En 2004, Ray LaMontagne sortait un prometteur Trouble qui sonnait alors comme un bon album de Van Morrison, à tout le moins à l’instar d’un hypothétique album tel que ce dernier ne parvient malheureusement plus à en enregistrer. Aujourd’hui, sort Gossip In The Grain qui évoque un album correct de Van Morrison, enfin celui d’un Van Morrison un tant soit peu inspiré. Et, entre ces deux disques, parut Till The Sun Turns Black (2006), un album qui rappelait l’univers d’un Van Morrison encore capable d’étincelles. Si on apprend beaucoup sur l’auteur de Moondance en écoutant Ray LaMontagne, en revanche on ignore tout ou presque de lui. On reconnaît certes la tessiture d’une voix à la fois sensuelle et râpeuse, une patine sonore rupestre, mais de là à identifier avec précision la singularité de sa musique, voilà chose périlleuse. C’est le lot des élèves trop appliqués : demeurer dans l’ombre de leur maître, au point de disparaître. D’où sans doute, concernant Ray LaMontagne, cette absence de reconnaissance hexagonale (à l’inverse de l’accueil reçu aux États-Unis) que certains regrettent en brandissant l’étendard poussiéreux du « secret le mieux gardé » — dont on peut d’ailleurs se demander qui, du défenseur bienveillant ou du musicien concerné, il sert le mieux. Plus prosaïquement, le manque de reconnaissance du songwriter ne tient-il pas simplement aux limites de son art et à son incapacité à travailler en profondeur les archétypes musicaux de ses prestigieux modèles ?

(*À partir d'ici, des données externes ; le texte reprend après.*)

PR #314, opened 2020-05-14
Fix for issue 312

keflavich:
Issue 312 showed that writing a region with no metadata resulted in an invalid CASA region file with a trailing comma.

 * [x] TODO: add a test


JonahDW:
Tested the code, and indeed no more trailing comma! However CASA doesn't recognize the coordinate system. I believe using 
"coord={}, ".format(coordsys_mapping['CRTF'][coordsys])

Should map the input coordinate system to one that CASA accepts and can use.

JonahDW:
I think that about does the trick! I think it would makes sense to rebase my PR against this and continue working there?

keflavich:
:+1: yes do that, but I need to fix the test here, I think

keflavich:
I broke the tests with this change because the tests were wrong, but I think it's doing a coordinate transformation now, which doesn't make a lot of sense...

keflavich:
oops, tests had FK4 in output, which isn't allowed in the spec.  We should really test our "correct" file against CASA...

regions/io/crtf/tests/test_crtf_language.py
```diff
@@ -5,11 +5,15 @@
 import astropy.version as astrov
 from astropy.utils.data import get_pkg_data_filename
 
+from astropy import coordinates, units as u
+
```
larrybradley, line 9: Extra blank line here.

Les trois disques de Ray LaMontagne apportent l’assurance d’une démarche ouvertement néoclassique. Le natif de Nashua oeuvre dans la continuité, attaché qu’il est à une tradition de songwriting sans âge et indifférent à la valse des modes. Jusqu’ici rien de rédhibitoire. Sauf que ce classicisme assumé se double d’un savant dosage de signes d’appartenance qui situent en permanence la musique de Ray LaMontagne dans une zone de trop grande respectabilité. Et ce n’est pas l’élargissement du territoire sonore (les réminiscences d’Otis Redding ou de la Motown se font encore plus présentes que sur les précédents disques) et l’apport du producteur Ethan Johns (Ryan Adams, Kings of Leon) qui viendront changer ce sentiment de lissage empesé qui domine à l’écoute de Gossip In The Grain. En bon disciple, Ray LaMontagne apporte une pierre à un édifice qu’il fige dans le marbre, sans spéculer sur autre chose que son indécrottable honnêteté. Différent de celui des passéistes roublards (qui font du faux nouveau avec du vrai vieux), son dessein académique semble plus modeste : reprendre les choses là où certains les ont laissées. Ni plus ni moins. Pas de régression à proprement parler, juste un rapport frontal au passé, une propension sans complexe à l’humble copie conforme et à la célébration déférente.
Comme ses deux précédents albums, Gossip In The Grain contient nombre de bonnes chansons (“Winter Birds”, “I Still Care for You”), bien qu’il soit toutefois le moins enthousiasmant des trois (“Meg White” et son texte en forme d’ode ras les pâquerettes à la batteuse des White Stripes paraît très anecdotique, “Sarah” n’est pas exempte de sensiblerie). Et comme sur ses deux précédents albums, le morceau qui sort du lot, éponyme en l’occurrence, vient refermer le disque (introduction en douceur, choeur féminin à peine esquissé, élévation de cordes emmenées par la guitare acoustique, le tout sans lyrisme superflu). On serait tentés ici d’y voir un symptôme : en reléguant son potentiel d’originalité, et la part de risque qu’elle implique éventuellement, au bord de l’oeuvre, comme si le musicien voulait s’en excuser presque, Ray LaMontagne indique que les grands chamboulements formels ne sont pas sa préoccupation majeure. Soit. Mais manque alors de cette chair qui fait les grands disques, de cet emportement mal neutralisé qui vient rompre les mécaniques par trop huilées. Un engagement, aussi, un point de vue sur ce qui se joue capable d’extirper l’album de cette tenace impression de déjà entendu, et dont l’absence criante rend assez ridicules les comparaisons outre-atlantique avec Tim Buckley. Car caché derrière le beau travail, drapé d’une caution artistique plus qu’à la recherche d’un nouvel empire, il est à se demander si le roi LaMontagne n’est pas nu.